Sunday, July 19, 2009

JPMorgan, U.S. Lenders Lean on Investment Banking for Profits

July 18 (Bloomberg) -- Bank of America Corp., JPMorgan Chase & Co. and Citigroup Inc., the three biggest U.S. lenders, reported a total of $10.2 billion in profits for the second quarter that relied on investment banking and asset sales to counter growing losses on consumer loans.

Goldman Sachs Group Inc., which gets almost none of its revenue from retail consumer banking, had a record quarter, reporting earnings of $3.44 billion.

Nine months after accepting more than $200 billion in government rescue funds aimed at preventing a collapse of the financial system, U.S. banks are girding for more losses from mortgages, credit cards and other businesses linked to consumers, while their underwriting and trading units generate revenue at or near all-time highs.

“Capital-markets businesses are going very well right now, and Goldman Sachs is the best of the best,” said Paul Miller, an analyst with FBR Capital Markets in Arlington, Virginia. “But the consumer is still struggling out there and anybody with a lot of consumer exposure is struggling along with it.”

Profit at JPMorgan, the second-biggest U.S. bank, was $2.72 billion, or 28 cents a share, and increased for the first time since 2007 on record fees from trading and stock and bond underwriting. The bank ranks No. 1 in underwriting stocks globally and in managing bonds sold in the U.S., according to data compiled by Bloomberg.

Unprofitable Cards

Chief Executive Officer Jamie Dimon, 53, predicted more losses on consumer loans and said credit cards probably wouldn’t be profitable next year. The lender boosted its loan loss reserve by $2 billion in the quarter, adding to the $28 billion set aside to cover credit losses as of March 31.

Bank of America, No. 1 in the U.S. in deposits and assets, reported net income of $3.22 billion, or 33 cents a share. Earnings at the unit that includes trading of bonds, equities and currencies more than quadrupled to $1.38 billion on improved credit markets.

Chief Executive Office Kenneth Lewis, 62, predicted the weak economy would persist into next year, and the Charlotte, North Carolina-based company said debts it no longer expects to be repaid jumped 25 percent to $8.7 billion. The credit-card unit’s $1.62 billion loss compared with a $582 million profit last year.

At Citigroup, the $4.28 billion second-quarter profit was the result of $6.7 billion the New York-based company booked on the sale of a controlling stake in its Smith Barney brokerage.
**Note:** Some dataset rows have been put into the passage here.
PR #489, opened 2019-01-17
Integrate netdisco-sshcollector into Worker::Plugin architecture

rc9000:
As laid out in  https://github.com/netdisco/netdisco/pull/460#issuecomment-450528805, this is a first attempt at integrating netdisco-sshcollector into the daemon as plugin.

However there are about as many questions as lines of code, so for now this is a request for comments rather than a real PR. Below are the most important TBD items from the module:

1. Registering a `cli` worker  kinda comes with the requirement to have the credentials defined in `setting(device_auth)`. So my instinct is to abandon the whole `setting(sshcollector)` in favour of it. Surprisingly, there is already some talk about sshcollector-tagged entries in https://github.com/netdisco/netdisco/wiki/Configuration#code-device_auth-code, even though I don't think they would have any impact in the released code. Am I on the right track here or would you prefer to keep `setting(sshcollector)` around?
1. Should we continue running snmp-based arpnip even when ssh-based is configured? If not, how can NodesBySSH.pm block Nodes.pm execution? The https://github.com/netdisco/netdisco/wiki/Backend-Plugins instructions seem to depend on using the same name - which we can't have since it's in the core package and not NetdiscoX.
1. Can we just remove the old bin/netdisco-sshcollector and the sshcollector setting from one release to the other, or should we have a deprecation phase in which both ways work?

There are more questions in the code but I think these is the elementary stuff that should be discussed before we go much further.

Cheers
Christian


rc9000:
Thanks for the reply @ollyg! I have added a very minimal App::Netdisco::Transport::CLI. It does only somewhat align with the SNMP counterpart:

- no distinction of read/write in SSH, so I called the main function `session_for()`.
- caching established connections seems error prone since the caller might close them, network issues etc.
- we have no place to store the successfully used user/pw as in device.snmp_comm etc, but I'm not even sure if sending a list of credentials to a potentially untrusted device is a good idea in the first place.

So I currently just use the first device_auth entry with tag:sshcollector and driver:cli, and return a fresh connection every time.

I also tried to come up with the ACL matching that `Transport::CLI::session_for` should do, but I'm not quite sure how to use check_acl and friends correctly to get the best of potentially a bunch of matching device_auths. Could you sketch out how a sophisticated solution for that would look like? Or should we just stick to an exact match on e.g. device_auth.ip as the old sshcollector setting did? The many additional attributes like the platform etc. might make group-matching on e.g. subnet less useful than it is in SNMP.

Cheers
Christian

inphobia:
i've been wanting to have a look at this for the past few days but other things got in the way.

> > 1. Registering a `cli` worker  kinda comes with the requirement to have the credentials defined in `setting(device_auth)`. So my instinct is to abandon the whole `setting(sshcollector)` in favour of it.
> 
> I agree with this approach. It's a bit embarrassing why I got stuck... I think we already have a "username" field in device_auth for SNMP and I couldn't work out how to distinguish between device_auth entries for SNMP and for SSH if they both have this field (as the "password" field is optional for SSH with a key?). Perhaps I completely missed a really easy solution, or am trying to be too smart about it.

i thought there was a real easy solution, since net::openssh uses the openssh binary as it's backend then why not use the openssh config either under $HOME/.ssh or on some user defined location. this ofcourse has the huge drawback of not actually integrating it into the netdisco config, on the other hand it's a format users might at least be familiar with. but after reading through net::openssh source it seems it's unclear to me which parts, if any, of ssh_config it uses.

there are 2 valid alternatives perhaps: net::ssh:perl which seems to support & use most of the ssh config files, but doesn't use the openssh binary (full perl code it seems). after looking a bit more i found a module that does seem to use to openssh binaries & config: net::cli::interact (with a familiar author 😄 )

that were all the drawbacks, now the major benefits of using the openssh binaries & config:
 *  no dependencies between netdisco & openssh versions. if options are changed in non backwards compatible ways, or ciphers get dropped, or whatever else you can think of, we will not need to add code to handle different versions.
 * seems like an easy way to handle ssh keys instead of passwords too. else we would need to figure out where to store those keyfiles (parsed in netdisco config yml, files on filesystem, ...)
* no need to take into account all possible options, or am i the only one who has devices that run old ssh version, so i need things like this is my .ssh/config:
```
    Host 1.2.3.4
      User RW
      KexAlgorithms +diffie-hellman-group1-sha1
      HostkeyAlgorithms ssh-dss
```

using this setup also takes care of:

>   we have no place to store the successfully used user/pw as in device.snmp_comm etc, but I'm not even sure if sending a list of credentials to a potentially untrusted device is a good idea in the first place.

also, i would like to propose to make host key checking the default. if a device's key changes we should fail instead of just assuming it's normal.


a completely different but perhaps also valid way of looking at it: what we basicly want to do is log into a host, run some commands & parse the output. but then you need to handle different prompts, perhaps log in & then change user, etc... so why bother with trying to do the whole login part when we can just use rancid for that ( http://rancid.shrubbery.net/rancid/svn/rancid/trunk/rancid/README - support a whole lot of device prompts and subtle device bugs ). would open up a whole range of devices for cli interaction, but might also be quite complex to get going.

rc9000:
Hi @inphobia 

> after reading through net::openssh source it seems it's unclear to me which parts, if any, of ssh_config it uses

I think it uses all of them that are not explicitly overridden with options passed to `Net::OpenSSH->new()`. It's not in the Perl code since the ssh binary is doing all of this. 

> huge drawback of not actually integrating it into the netdisco config

Yes I agree, especially since half of the config will still be in deployment.yml (you can't pass a password in ~/.ssh/config, nor the Perl module we need to use for the specific device).

> valid alternatives 

Yeah if anything, we should go to something more high-level like rancid or Net::Interact::CLI. I have never used rancid though, can it handle logic like "log in, show all vrfs, execute a command for each of these"? What about maybe [oxidized](https://github.com/ytti/oxidized) which seems to be a more modern rancid with an API? 

Anyhow this is a pretty big makeover which will require rewriting and testing all the device-specific modules, to some of which none of us might have access too. Sounds quite ambitious for my first substantial netdisco commit :) So I'm leaning to only integrating the current functionality into the daemon.

I think you raised good points though regarding keys, StrictHostKeyChecking etc. The YML should have an item that just allows to pass an array of SSH options, so you can set IdentityFile, HostKeyAlgorithms etc. And as you say, the out-of-the box code should be secure by default, so I'm in favour of axing  StrictHostKeyChecking=no.

Cheers
Christian

inphobia:
> I think it uses all of them that are not explicitly overridden with options passed to `Net::OpenSSH->new()`. It's not in the Perl code since the ssh binary is doing all of this.

after having a second look at the net::openssh code that seems to be the case indeed, and options not directly supported can still be passed with https://metacpan.org/pod/Net::OpenSSH#ssh_opts-=%3E-\@opts . 

> > huge drawback of not actually integrating it into the netdisco config
> 
> Yes I agree, especially since half of the config will still be in deployment.yml (you can't pass a password in ~/.ssh/config, nor the Perl module we need to use for the specific device).

passwords will indeed need to be stored in deployment.yml, and a way to open password protected private keys too. ssh-add, ssh-agent & friends can also be used for this, but net::openssh says it will not run it for you.
i'm not convinced you need to provide a device type ssh perl module. if we're running arpnip on a device, the device has been discovered (don't know of any way to run arpnip on an undiscovered device from within netdisco, sshcollector updated the netdisco db directly without passing through the regular api's & safeguards iirc). and if it's discovered we should already have the info needed to figure out what module to use based on the device type snmp::info returns.

the thing i would like to avoid most however is having the same option defined in multiple places. that's why i'm more in favor of using deployment.yml for the things ssh_config doesn't accept and having the rest in ssh_config.
also, if it indeed does use the defaults values which are not explicitally overridden, we are using the compiled in defaults, then the /etc/ssh client config & the user's ssh_config already anyway. if we can't avoid using those, why not go all in instead? 

it might also make troubleshooting easier: if ssh works on commandline, it should also work from netdisco.

one point of attention in any case will be matching the device name in deployment.yml with the host directive in ssh_config. host and host.example.com are not always equals, and will create different entries in known_hosts too. wildcare matching will also be a point of attention.

> > valid alternatives
> 
> Yeah if anything, we should go to something more high-level like rancid or Net::Interact::CLI. I have never used rancid though, can it handle logic like "log in, show all vrfs, execute a command for each of these"? What about maybe [oxidized](https://github.com/ytti/oxidized) which seems to be a more modern rancid with an API?

a major difference here is that rancid uses interactive mode while net::openssh uses batch mode since it runs an ssh master. rancid's login scripts can be used in a lot of ways:
 * without options it will log you in and set up a terminal for interactive usage.
 * a command or static list of commands can be given as argement.
 * a static list of commands can be read from a file
 * for complex operations it can also use expect scripts.
 * it will also handle additional password prompts, like when you need to run enable or change user in some way to have access to certain commands (like in more complex tacacs setup for example).

it's most common use it to make backups of network devices, where the process is something like:
 * run device login script to log in and set up environment to handle device specifics, like pager prompts.
 * run list of commands specified in it's os config
 * pipe all of that to a perl module for post processing
 * commit it to a revision control system

oxidized is a very valid alternative, i'm just more familiar with rancid having used it for almost 10years now i think. they both have their pro's and cons. if you have netdisco installed however you will already have most of the requirements for running rancid covered, since it needs openssh, perl & expect. oxidized is a ruby application. another point for rancid is that we already have a link with it, since we can generate rancid config files.

> Anyhow this is a pretty big makeover which will require rewriting and testing all the device-specific modules, to some of which none of us might have access too. Sounds quite ambitious for my first substantial netdisco commit :) So I'm leaning to only integrating the current functionality into the daemon as a first step.

totally agree. but everything related to both ssh and cli interaction get's way to complicated very quick. using an external project for all of this has a lot of drawbacks, but the alternative of writing and maintaining it ourselves is also a timesink, more so if we need console interaction for more as basic show commands.

> I think you raised good points regarding keys, StrictHostKeyChecking etc. The YML should have an item that just allows to pass an array of SSH options, so you can set IdentityFile, HostKeyAlgorithms etc. And as you say, the out-of-the box code should be secure by default, so I'm in favour of axing StrictHostKeyChecking=no.

that will need https://metacpan.org/pod/Net::OpenSSH#ssh_opts-=%3E-\@opts for a decent amount of options that are not directly supported in net::openssh.


i didn't mean to make it more sound more complicated as it is, i'm really looking forward to having the sshcollector integrated. my current needs are just being able to use non password protected keys, not ignoring changed keys by default would be a nice bonus. all the rest of this comment could just as well be moved to wishlist or the netdisco3 idea box :)

rc9000:
Ok @ollyg  and @inphobia , this is a first version that I could imagine merging. Sorry it does not change all the backends to Rancid :). But it ports all the functionality into the Job and Transport::CLI.

In this version it's possible to supply master_opts to Net::OpenSSH, e.g. 

    - tag: sshcollector
      driver: cli
      platform: IOS
      username: netdisco
      ssh_master_opts: 
          - "-o"
          - "StrictHostKeyChecking=no"
          - "-i"
          - "my_id_rsa" 

A noteable limitation: if there are multiple matching device_auth blocks, the first will be tried and that's it.

For the migration/deprecation of the standalone script, I have added a big warning to it:

    [19895] 2019-02-01 00:13:33  warn DEPRECATION WARNING
    This script and the sshcollector setting will be removed in a future release!
    See this document to migrate to the new sshcollector integrated into
    regular netdisco-do/netdisco-daemon arpnip:
    https://github.com/netdisco/netdisco/wiki/bin-sshcollector-deprecation

So we can just let it sit in the distro for a couple of releases, and then remove it. 

Let me know if you generally agree with the code, then I will also update all the documentation before we merge.

I will now also test it for a while in our lab to see if there's any negative impact on the daemon.

Cheers
Christian

inphobia:
coolness. regretfully i won't have time in until mid next week to give a a decent test.

the rancid thingy was just an idea, i'm not bound to it in any way (other as i'm also using it and have written the aerohive support for it), it was more of a reflection on the way we want to go forward.

i don't think the device_auth limit you mention is that big of a deal, if you look at https://github.com/netdisco/netdisco/wiki/Configuration#device_auth is also states:

> When configuring multiple SNMPv3 stanza please use only and/or no ACLs for each, otherwise only the first stanza is ever used (this is a limitation in the underlying SNMP library).

while i never ran into that issue (for me it seems to try all snmpv3 options), imo it's a valid option to have first match rule on ssh auth.


testing & code review will regretfully have to wait a few days for me....

rc9000:
Not an expert but seems to be mostly a non-issue today, even the US has realized it's not enforceable: https://en.wikipedia.org/wiki/Export_of_cryptography_from_the_United_States#Current_status

Also, technically we only require Net::OpenSSH which contains no crypto since it just wraps the binary. And the binary is only required the moment somebody adds a CLI transport entry to device_auth. We probably ship more crypto in Web and SNMPv3 code than we do here.  

So whatever the murky status of "exporting" multinational-Netdisco via Github to random downloaders worldwide is, it probably doesn't get much murkier.

inphobia:
from that article:

>  and even cryptographic consulting services still require an export license

while the whole thing is to much legal speak for me, i'm reading that that either americans or everone from wassenaar agreement participants can't help out with setting up ssh or snmpv3 w/ crypto. i guess it has become more efficient to try & backdoor devices (the netscreen/juniper one was quite impressive imo) or algorithms as try & enforce export rules.

rc9000:
Thanks @ollyg for the review, I'll try to do it this way and report back. I think it makes sense that the CLI worker can replace the SNMP variant. 

Also I didn't like that Arpnip::Nodes was for transport SNMP and Arpnip::NodesBySSH was for transport CLI, I was already thinking about renaming everything to Arpnip::Nodes$TRANSPORT to be more coherent - having everything in Arpnip::Nodes solves that problem too.

rc9000:
I have merged NodesBySSH.pm into the regular Nodes.pm, it works exactly as @ollyg promised :)

This will now by default skip the SNMP arpnip if the CLI arpnip was successful. However I've also added an option to still run it if desired.

I have also updated the doc in https://github.com/netdisco/netdisco/wiki/Configuration#code-device_auth-code with all the options available to `tag:sshcollector`. 

In our lab, the daemon seems to run fine since a few days while running SSH workers at a high frequency. If there are no more concerns, I think we should be good to merge.

What do you guys think, ok for you like that?

inphobia:
side note: will this still work with pubkey auth? if so i'll try to get it set up on my test setup & let it run for a bit as well.

thx

rc9000:
@inphobia yes it should work as before. If your key has a standard name/location (.ssh/id_[rd]sa) it will work without any config option. For other keys, you can now pass -i $key in ssh_master_opts. If the password is empty or not should not matter anymore, but you'll need public key before password in the PreferredAuthentications option - this is a default though.

bin/netdisco-sshcollector
```diff
@@ -176,6 +180,15 @@ sub store_arpentries {
     }
 }
 
+sub deprecation_warning {
+    print "\n";
+    warning sprintf "DEPRECATION WARNING\n" .
+                    "This script and the sshcollector setting will be removed in a future release!\n".
+                    "See this document to migrate to the new sshcollector integrated into\n" .
+                    "regular netdisco-do/netdisco-daemon arpnip:\n" .
```
inphobia:
```suggestion
                    "regular netdisco-do/netdisco-backend arpnip:\n" .
```

lib/App/Netdisco/Worker/Plugin/Arpnip/Nodes.pm
```diff
@@ -63,4 +66,78 @@ sub get_arps {
...
+    $device->ip, $arpentry->{mac}, $arpentry->{ip}, 
+    $arpentry->{dns} if defined $arpentry->{dns};
+    store_arp({
+        node => $arpentry->{mac},
+        ip => $arpentry->{ip},
+        dns => $arpentry->{dns},
+      });
+  }
+
+  return 1;
```
inphobia: is that return needed here? or do we want to return resolved addresses like the snmp version does?

lib/App/Netdisco/Transport/CLI.pm
```diff
@@ -0,0 +1,84 @@
...
+    user => $selected_auth->{username},
+    password => $selected_auth->{password},
+    timeout => 30,
+    async => 0,
+    default_stderr_file => '/dev/null',
+    master_opts => \@master_opts
+  );
+
+  my $CONFIG = config();
+  $Net::OpenSSH::debug = ~0 if $CONFIG->{log} eq 'debug';
```
inphobia: do we want $ssh or the perl class here?

inphobia:
some side notes:
* `netdisco-do -e arpnip -DI` has a lot of different output for a cli collected device vs an snmpv3 one (cli is a lot more verbose). perhaps netdisco-do should have an -O option like you added in #460 ? or perhaps net::openssh debug should only kick in from -DD ?
* check_mac doesn't report device ip: `[13541] 2019-02-23 04:15:25 debug  [] check_mac - HSRP mac [00:00:0c:9f:f0:fe] - skipping`
* snmp arpnip seems to run after cli arpnip. could be because i have 2 matching device_auth entries though. did remove cronjob & old sshcollector config:
```
[13541] 2019-02-23 04:15:25 debug  [] check_mac - HSRP mac [00:00:0c:9f:f1:68] - skipping
[13541] 2019-02-23 04:15:25 debug  [] check_mac - HSRP mac [00:00:0c:9f:f1:7c] - skipping
[13541] 2019-02-23 04:15:25  info  [x.x.x.x] arpnip cli - Ended arpnip cli for x.x.x.x
# DESTROY(Net::OpenSSH=HASH(0x56135bd06558), pid: 13546)
# sending exit control to master
# call args: ['ssh','-O','exit','-T','-S','/home/x/.libnet-openssh-perl/b932996819e837026e81358b09021f45','-l','x','x.x.x.x','--']
# open_ex: ['ssh','-O','exit','-T','-S','/home/x/.libnet-openssh-perl/b932996819e837026e81358b09021f45','-l','x','x.x.x.x','--']
# io3 mloop, cin: 0, cout: 1, cerr: 0
# io3 fast, cin: 0, cout: 1, cerr: 0
# stdout, bytes read: 20 at offset 0
#> 45 78 69 74 20 72 65 71 75 65 73 74 20 73 65 6e 74 2e 0d 0a                                     | Exit request sent...
# io3 fast, cin: 0, cout: 1, cerr: 0
# stdout, bytes read: 0 at offset 20
# leaving _io3()
# _waitpid(13549) => pid: 13549, rc: 0, err:
# set_error(1 - aborted)
# master state jumping from _STATE_RUNNING to _STATE_KILLING
# killing master
# _master_kill: 13546
# waitpid(master: 13546) => pid: 13546, rc:
# master state jumping from _STATE_KILLING to _STATE_GONE
[13541] 2019-02-23 04:15:25 debug -> run worker main/nodes/100
[13541] 2019-02-23 04:15:25 debug skip: namespace passed at higher priority
[13541] 2019-02-23 04:15:25 debug -> run worker main/subnets/100
[13541] 2019-02-23 04:15:25 debug snmp reader cache warm: [x.x.x.x]
[13541] 2019-02-23 04:15:25 debug [x.x.x.x:161] try_connect with ver: 3, class: SNMP::Info::Layer3::Nexus, comm: <hidden>
SNMP::Info::_global uptime : DISMAN-EVENT-MIB::sysUpTimeInstance : .1.3.6.1.2.1.1.3.0
SNMP::Info::_global layers : SNMPv2-MIB::sysServices.0 : .1.3.6.1.2.1.1.7.0
SNMP::Info::_global description : SNMPv2-MIB::sysDescr.0 : .1.3.6.1.2.1.1.1.0
SNMP::Info::_global id : SNMPv2-MIB::sysObjectID.0 : .1.3.6.1.2.1.1.2.0
SNMP::Info 3.64
SNMP::Info::device_type() layers:01000110 id:9 sysDescr:"Cisco NX-OS(tm) nxos.7.0.3.I7.5a.bin, Software (nxos), Version 7.0(3)I7(5a), RELEASE SOFTWARE Copyright (c) 2002-2018 by Cisco Systems, Inc. Compiled 10/12/2018 18:00:00"
SNMP::Info::_load_attr old_ip_table : IP-MIB::ipAdEntAddr : .1.3.6.1.2.1.4.20.1.1
SNMP::Info::_load_attr old_ip_netmask : IP-MIB::ipAdEntNetMask : .1.3.6.1.2.1.4.20.1.3
SNMP::Info::_load_attr udpLocalAddress : UDP-MIB::udpLocalAddress : .1.3.6.1.2.1.7.5.1.1
[13541] 2019-02-23 04:15:26 debug  [x.x.x.x] arpnip - found subnet x.x.x.x/24
```
(some entries obfuscated, but meh)
* lib::App::Netdisco::Transport::CLI.pm should be mentioned in Build.pl/meta.yml/wherever the build scripts expect it.


that & the few review notes seem to be all the possible issues i see however.

ollyg:
I've created a branch and merged the PR into that, to continue working more easily in the main repo.

Agree with @inphobia comment above about "want to return resolved addresses like the snmp version does?" so I will take a look and do that. Also tidy and clean the code a bit.

Leaving PR open for now.

rc9000:
Ok cool, thanks! I'll add further changes in the branch here. BTW I also wrote the deprecation page that is mentioned in the sshcollector binary: https://github.com/netdisco/netdisco/wiki/netdisco-sshcollector-Deprecation

lib/App/Netdisco/Transport/CLI.pm
rc9000: Not sure if it makes a difference, this is straight out of the Net::OpenSSH documentation.

inphobia: ah yes, i see now how it works. perhaps this is better at home at line 59, so you get the output of the ssh master connection as well.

Without that money, the company lost 62 cents a share as costs for bad loans jumped 75 percent to $12.2 billion.

Consumer Banking

Consumer-banking profits at Citigroup tumbled 78 percent, while profit from businesses linked to securities and investment banking increased 13 percent, the company said.

“Our most significant challenge now remains consumer credit,” Chief Executive Officer Vikram Pandit, 52, said in a statement. “Losses in our consumer businesses have been growing for some time, but we see some positive signs of moderation in those loss trends.”

Pandit said in a June 15 speech in Detroit that he expects slow U.S. economic growth in coming years because Americans are saving more and borrowing less. That means Citigroup must use profits from its global banking network, especially in emerging markets, to restore its health, he said.

Goldman Sachs’s record net income was driven by fixed- income, currencies and commodities, the company’s biggest unit. Revenue from the business totaled a record $6.8 billion in the second quarter, which compared with $6.56 billion in the first quarter and $2.38 billion in last year’s second quarter.

No Exposure

“We also continue to benefit from having virtually no direct exposure to the retail consumer business,” Goldman Sachs Chief Financial Officer David Viniar, 53, told analysts on July 14.

JPMorgan and Goldman Sachs were among 10 lenders that repaid a total of $68 billion in TARP funds last month.

Citigroup and Bank of America are the two biggest banks yet to repay government rescue funds from the Troubled Asset Relief Program. Both received $45 billion.

The U.S. continues to back billions of debt sold by the companies through the Federal Deposit Insurance Corp.’s loan guarantee program.

“The government is out there throwing a lot of money behind this whole thing, and if the government ever decides to pull out of this thing, a lot of these Wall Street earnings will go away very quickly,” Miller at FBR Capital said.